Consumers should also be prepared to budget more for the natural gas and fuel oil they use to heat their homes, as well as the gasoline they use to drive their cars. These were previously exempt from the retail sales tax (but subject to the excise tax). The same tax increase will also apply to tobacco, but not to alcohol.
And there will be a new tax on taking a taxi.
On personal services?
Consumes will take an HST trim on their haircuts, manicures and hotels. However, some taxes can be avoided by buying now. For example, you can prepay your magazine subscriptions and funeral services before July 1, 2010, and not pay HST on them.
On household cash flow, tax credits and the economy?
The HST also represents a modest shift from taxing income to taxing consumption. That is the preferred option in economic debates, since income taxes discourage saving that could be used for investments that foster economic growth. Consumption taxes, by contrast, encourage saving, according to the pundits.

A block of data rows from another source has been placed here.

Issue #1077, opened 2016-02-12
We should issue warning on class names that differ only in case


odersky:
Given this program

```
class A
class a

object Test {
  def main(args: Array[String]): Unit = {
    new a
    new A
  }
}
```

scalac issues this warning:

```
pos.scala:2: warning: Class a differs only in case from A. Such classes will overwrite one another on case-insensitive filesystems.
class a
      ^
```

I think dotc should do the same. Also affects `pending/run/t920.scala` which has a similar problem involving class/object on MacOS and Windows.

smarter:
GenBCode has commented-out code to handle this: https://github.com/lampepfl/dotty/blob/3004af37018d2f64c08f33500becf939141ec2e8/compiler/src/dotty/tools/backend/jvm/GenBCode.scala#L190-L202

nicolasstucki:
Fixed by #3897

PR #1082, opened 2016-02-14
Dotty REPL initial version

odersky:
An initial version of a REPL for Dotty. Basic functionality works.

Class `dotty.tools.dotc.repl.Main` is the main entry point. To start the REPL, before we have a dedicated command, use

     java dotty.tools.dotc.repl.Main

(when started under scala, it does not find an Execution context. Hopefully somebody else is better than me at figuring this out).

A comment below explains how the REPL code was derived, and contains a list of TODOs with suggestions to improve it. I am very much hoping for the contributions of others to move this forward. 

Review by @hubertp or @DarkDimius or @smarter or anybody wishing to contribute.


odersky:
Explanations, copied from comment on `repl.Main.scala`:

This REPL was adapted from an old (2008-ish) version of the Scala
REPL. The original version from which the adaptation was done is found in:

     https://github.com/odersky/legacy-svn-scala/tree/spoon

The reason this version was picked instead of a more current one is that
the older version is much smaller, therefore easier to port. It is also
considerably less intertwined with nsc than later versions.

There are a number of TODOs:

 - re-enable jline support (urgent, easy, see TODO in InteractiveReader.scala)
 - figure out why we can launch REPL only with `java`, not with `scala`.
 - make a doti command (urgent, easy)
 - create or port REPL tests (urgent, intermediate)
 - make interpreter run a pseudo line on startup to pre-load compiler (somewhat urgent, easy)
 - copy improvements of current Scala REPL wrt to this version
   (somewhat urgent, intermediate)
 - re-enable bindSettings (not urgent, easy, see TODO in InterpreterLoop.scala)
 - make string generation more functional (not urgent, easy)
 - better handling of ^C (not urgent, intermediate)
 - syntax highlighting (not urgent, intermediate)
 - integrate with presentation compiler for command completion (not urgent, hard)

src/dotty/tools/dotc/repl/CompilingInterpreter.scala
```diff
@@ -0,0 +1,831 @@
...
+          else Interpreter.Error
+        }
+    }
+  }
+
+  /** A counter used for numbering objects created by <code>bind()</code>. */
+  private var binderNum = 0
+
+  override def bind(name: String, boundType: String, value: Any)(implicit ctx: Context): Interpreter.Result = {
+    val binderName = "binder" + binderNum
```
DarkDimius: maybe `binder$` to ensure absence of name clashes?

src/dotty/tools/dotc/repl/CompilingInterpreter.scala
```diff
@@ -0,0 +1,831 @@
...
+    compileString(
+      "object " + binderName +
+        "{ var value: " + boundType + " = _; " +
+        " def set(x: Any) = value=x.asInstanceOf[" + boundType + "]; }")
+
+    val binderObject =
+      Class.forName(binderName, true, classLoader)
+    val setterMethod =
+      binderObject.getDeclaredMethods.find(_.getName == "set").get
+    var argsHolder: Array[Any] = null // this roundabout approach is to try and make sure the value is boxed
```
DarkDimius: I'm not sure what's happening is this line and next 3 lines.
Why not simply pass `(value: Object)`

odersky: I don't know either. The whole thing is disabled now. I am not really sure what `bindSettings` is intended to accomplish. It's on the todo list to figure this out.

src/dotty/tools/dotc/repl/CompilingInterpreter.scala
```diff
@@ -0,0 +1,831 @@
...
+  import CompilingInterpreter._
+
+  /** directory to save .class files to */
+  val virtualDirectory =
+    if (ictx.settings.d.isDefault(ictx)) new VirtualDirectory("(memory)", None)
+    else new PlainDirectory(new Directory(new java.io.File(ictx.settings.d.value(ictx)))) // for now, to help debugging
+
+  /** A GenBCode phase that uses `virtualDirectory` for its output */
+  private class REPLGenBCode extends GenBCode {
+    override def outputDir(implicit ctx: Context) = virtualDirectory
```
smarter: Instead of using a custom phase, couldn't we just make sure the `Context` instance we use in the compiler is set up so that `settings.d.value` is set to `virtualDirectory` ?

src/dotty/tools/dotc/repl/CompilingInterpreter.scala
```diff
@@ -0,0 +1,831 @@
...
+      !compileCtx.reporter.hasErrors && {
+        this.typeOf = findTypes(compileCtx)
+        val resultCtx = compileSources(
+          List(new SourceFile("<console>", resultObjectSourceCode.toCharArray)))
+        !resultCtx.reporter.hasErrors
+      }
+    }
+
+    /** Dig the types of all bound variables out of the compiler run.
+     *  TODO: Change the interface so that we typecheck, and then transform
```
smarter: I don't really understand this comment, what interface? What transformations?

smarter:
I'd be interested in hearing from @retronym or others familiar with the scalac REPL (@som-snytt ?) about pitfalls we could fall into and mistakes we are likely to repeat. (Suggestions on cool things we could do are also welcome!)

som-snytt:
I subscribed to this PR this morning because I'm interested in contributing code. I'll make an effort to make time for it.

VladimirNik:
@odersky To launch repl with scala I used:
```shell
scala -J-Xbootclasspath/a:\
[path]/.ivy2/cache/me.d-d/scala-compiler/jars/scala-compiler-2.11.5-[version-info].jar:\
[path-to-dotty]/dotty/bin/../target/scala-2.11/dotty_2.11-0.1-SNAPSHOT.jar \
dotty.tools.dotc.repl.Main
```
Fork of scala compiler from **me.d-d** and **dotty** are added to bootclasspath.

retronym:
> I'd be interested in hearing from @retronym or others familiar with the scalac REPL

Adding tab completion support to the REPL will be a good way to start experimenting with ways to make the typechecker IDE friendly, without the waiting for integration into Eclipse. This will be handy to validate that the parser and typechecker are fault tolerant and don't discard trees that correspond to the textual sources.

See https://github.com/scala/scala/pull/4766 for an example of such a problem in Scalac, and https://github.com/scala/scala/pull/4725 for the change to use the presentation compiler to drive tab completion.

Try to avoid splicing user-written code into the synthetic wrappers as text. Ideally you want to be able to typecheck the expression as entered after programattically setting up a typechecker context that includes the imports of previously defined symbols and with previously entered imports. Once that is typechecked, it could be spliced into the synthetic wrapper via AST manipulation. This avoids awkward problems of quoting / escaping, and could probably avoid the need to have the deeply nested `$iw` modules polluting the owner chain of definitions.

tests/run/t920.scala
```diff
@@ -1,20 +0,0 @@
-object Test {
```
smarter: Why was this test deleted?

odersky: t920 fails on MacOS. See #1077. I'll push a version in pending.

On Mon, Feb 15, 2016 at 3:01 PM, Guillaume Martres <notifications@github.com
> wrote:

> In tests/run/t920.scala
> <https://github.com/lampepfl/dotty/pull/1082#discussion_r52901262>:
>
> > @@ -1,20 +0,0 @@
> > -object Test {
>
> Why was this test deleted?
>
> —
> <https://github.com/lampepfl/dotty/pull/1082/files#r52901262>.
>



-- 
Martin Odersky
EPFL

smarter: > I'll push a version in pending.

What about just renaming `b` to something else?

odersky: Then I don't know what it would test?


On Mon, Feb 15, 2016 at 5:40 PM, Guillaume Martres <notifications@github.com
> wrote:

> In tests/run/t920.scala
> <https://github.com/lampepfl/dotty/pull/1082#discussion_r52920045>:
>
> > @@ -1,20 +0,0 @@
> > -object Test {
>
> I'll push a version in pending.
>
> What about just renaming b to something else?
>
> —
> <https://github.com/lampepfl/dotty/pull/1082/files#r52920045>.
>



-- 
Martin Odersky
EPFL

smarter: Not sure either, but I don't think that this test was added to scalac to test for that, cf https://issues.scala-lang.org/browse/SI-920 and https://github.com/scala/scala/commit/485a79aa79142c2740a64f8e7a83036067c7ee9c#diff-2a17630cbd90645d1f9a67af6e848c30
If it doesn't test anything useful then we can just drop it.

src/dotty/tools/dotc/repl/CompilingInterpreter.scala
odersky: No, because virtualDirectory does not have a name, so it cannot be used in the -d option.

odersky:
@som-snytt Contributions are very welcome!
@retronym I agree. Widening the interface to the compiler can streamline things a lot and can provide useful new functionality.

odersky:
After discussion at dotty meeting we decided to merge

As a result, the Ontario government has already lowered the income tax rate applied to the first $37,000 of income, by 1 percentage point, from 6.05%. to 5.05%. This will reduce income taxes for 93% of Ontario taxpayers, the province estimates.
In addition, Ontario has beefed up the sales and property tax credit system, with singles making under $80,000 receiving three $100 tax credits in 2010 and 2011. Families making under $160,000 will receive a one-time $1,000 credit. After that, there will be a continuing annual $260 credit per person, similar to the GST credits that are already paid to lower-income earners.